PR #489, opened 2020-10-27
background-colors: standardize bg color names

srjfoo:
This commit standardizes the common background color names, more or less (there are still some oddballs), and tries to use names that will give some indication of what they should be used for.

Also included, an adjustment to the defined general purpose tables: for the striped tables, odd and even stripe backgrounds were flipped so that the even stripe uses the page background and the odd uses the stripe color. All striped tables now have a header row background color. This should not affect the round
listings.

Test in [background-colors](https://www.pgdp.org/~srjfoo/c.branch/background-colors/) sandbox.

### DIFF
--- a/styles/layout.less
+++ b/styles/layout.less
@@ -1,6 +1,30 @@
 @import "global.less";
 @import "page_interfaces.less";
 
+
+/* ------------------------------------------------------------------------ */
+/* Common color definitions
+   Where a particular color family has multiple shades available, a
+   suffix indicates relative contrast as compared with the default
+   @page-background color. */
+
+/* Shades based on @page-background. Various contrast levels, commonly
+   used for table rows or other containers that should stand out from
+   the page background */
+@table-cell-base-highc: #cccccc;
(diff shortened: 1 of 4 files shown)


srjfoo:
Most of the changes should be invisible. The ones that spring to mind immediately are the red background in the Page Detail table for pages that the user has done in a previous round, and that will be visible only if a user works on a project in multiple rounds (it's significantly lighter now, which makes the text in the cell somewhat easier to read). The previously extremely light grey background on the popup for the Actions column in project search results is now white.

And of course the tables. Compare [background-colors/styles/style_demo.php](https://www.pgdp.org/~srjfoo/c.branch/background-colors/styles/style_demo.php) with [c/styles/style_demo.php](https://www.pgdp.org/c/styles/style_demo.php)

chrismiceli (approved):

cpeel:
This is really great work, Sharon. Thanks for corralling the colors into something sensible!

PR #491, opened 2020-10-27
Project.inc: Fix bug introduced by daa207bd

bpfoley:
does_project_page_table_exist would throw an exception if the
project didn't exist.

Found by srjfoo.


srjfoo (approved):
Fixes the problem.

Task goal
Lines from the one containing "This is really" through the last line of the data above are the only output wanted; restate them exactly.

Exercise solution
This is really great work, Sharon. Thanks for corralling the colors into something sensible!

PR #491, opened 2020-10-27
Project.inc: Fix bug introduced by daa207bd

bpfoley:
does_project_page_table_exist would throw an exception if the
project didn't exist.

Found by srjfoo.


srjfoo (approved):
Fixes the problem.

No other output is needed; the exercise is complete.